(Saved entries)

——

PR #1006, opened 2026-09-13
fix(zone): align loaded block buffers

LVEIceFire:
## Summary

- allocate loaded zone block buffers with explicit 16-byte alignment
- retain matching aligned deallocation through an owning smart pointer
- cover small, boundary-sized, large, and empty allocations

## Motivation

During the MW3 x86 corpus run, 13 legacy material exports failed at aligned `MaterialConstantDef` accesses even though the stream offsets were aligned. The common factor was the base address of `XBlock::m_buffer`. This change makes the required 16-byte base alignment explicit and pairs the aligned allocation with matching deallocation.

## Validation

- targeted SystemTests test: 10 assertions in 1 test case
- `git diff --check`

## Related independent PRs

- #1004 — fix(techset): write complete Direct3D 9 shader bytecode
- #1007 — feat(iw5): support updated PC x64 fastfiles


test/ZoneCommonTests/Zone/XBlockTests.cpp
Laupetin, line 1: This is not in the right test project. It should be in ZoneCommonTests.

src/ZoneCommon/Zone/XBlock.cpp
```diff
@@ -1,5 +1,17 @@
 #include "XBlock.h"
 
+#include <new>
+
+namespace
+{
+    constexpr std::align_val_t XBLOCK_BUFFER_ALIGNMENT{16u};
```
Laupetin: While this is in fact the highest alignment that any struct in the game headers do, i've checked on what the actual game code does and it always seems to align with 4096 (0x1000) so i'd suggest to just mirror the behaviour to avoid having some situation in the future where this might cause trouble again and to have parity with the game.

Laupetin (dismissed):
Damn, okay, i have never noticed or thought about it 🤔 But yeah i guess just aligning the block offset is of no use if the base address is not aligned. And aligning by address would also be wrong as that could create unexpected holes in the block and potentially overflow it.

Very interesting, thanks for providing a fix!

Laupetin:
https://github.com/Laupetin/OpenAssetTools/pull/1004#issuecomment-5752831651 also applies here

PR #1007, opened 2026-09-13
feat(iw5): support updated PC x64 fastfiles

LVEIceFire:
## Summary

- describe the mixed-width serialized ABI used by updated IW5 PC x64 fastfiles
- generate loading code for native pointers with 32-bit serialized offsets and aliases
- update affected IW5 asset layouts and reusable pointer-array handling
- write updated IW5 PC x64 fastfiles with matching pointer-slot and offset widths
- add focused ABI, alias, and zone round-trip regression coverage

## Validation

——

### Your task
Go through the records and set every one down exactly.

### Output of the task
PR #1006, opened 2026-09-13
fix(zone): align loaded block buffers

LVEIceFire:
## Summary

- allocate loaded zone block buffers with explicit 16-byte alignment
- retain matching aligned deallocation through an owning smart pointer
- cover small, boundary-sized, large, and empty allocations

## Motivation

During the MW3 x86 corpus run, 13 legacy material exports failed at aligned `MaterialConstantDef` accesses even though the stream offsets were aligned. The common factor was the base address of `XBlock::m_buffer`. This change makes the required 16-byte base alignment explicit and pairs the aligned allocation with matching deallocation.

## Validation

- targeted SystemTests test: 10 assertions in 1 test case
- `git diff --check`

## Related independent PRs

- #1004 — fix(techset): write complete Direct3D 9 shader bytecode
- #1007 — feat(iw5): support updated PC x64 fastfiles


test/ZoneCommonTests/Zone/XBlockTests.cpp
Laupetin, line 1: This is not in the right test project. It should be in ZoneCommonTests.

src/ZoneCommon/Zone/XBlock.cpp
```diff
@@ -1,5 +1,17 @@
 #include "XBlock.h"
 
+#include <new>
+
+namespace
+{
+    constexpr std::align_val_t XBLOCK_BUFFER_ALIGNMENT{16u};
```
Laupetin: While this is in fact the highest alignment that any struct in the game headers do, i've checked on what the actual game code does and it always seems to align with 4096 (0x1000) so i'd suggest to just mirror the behaviour to avoid having some situation in the future where this might cause trouble again and to have parity with the game.

Laupetin (dismissed):
Damn, okay, i have never noticed or thought about it 🤔 But yeah i guess just aligning the block offset is of no use if the base address is not aligned. And aligning by address would also be wrong as that could create unexpected holes in the block and potentially overflow it.

Very interesting, thanks for providing a fix!

Laupetin:
https://github.com/Laupetin/OpenAssetTools/pull/1004#issuecomment-5752831651 also applies here

PR #1007, opened 2026-09-13
feat(iw5): support updated PC x64 fastfiles

LVEIceFire:
## Summary

- describe the mixed-width serialized ABI used by updated IW5 PC x64 fastfiles
- generate loading code for native pointers with 32-bit serialized offsets and aliases
- update affected IW5 asset layouts and reusable pointer-array handling
- write updated IW5 PC x64 fastfiles with matching pointer-slot and offset widths
- add focused ABI, alias, and zone round-trip regression coverage

## Validation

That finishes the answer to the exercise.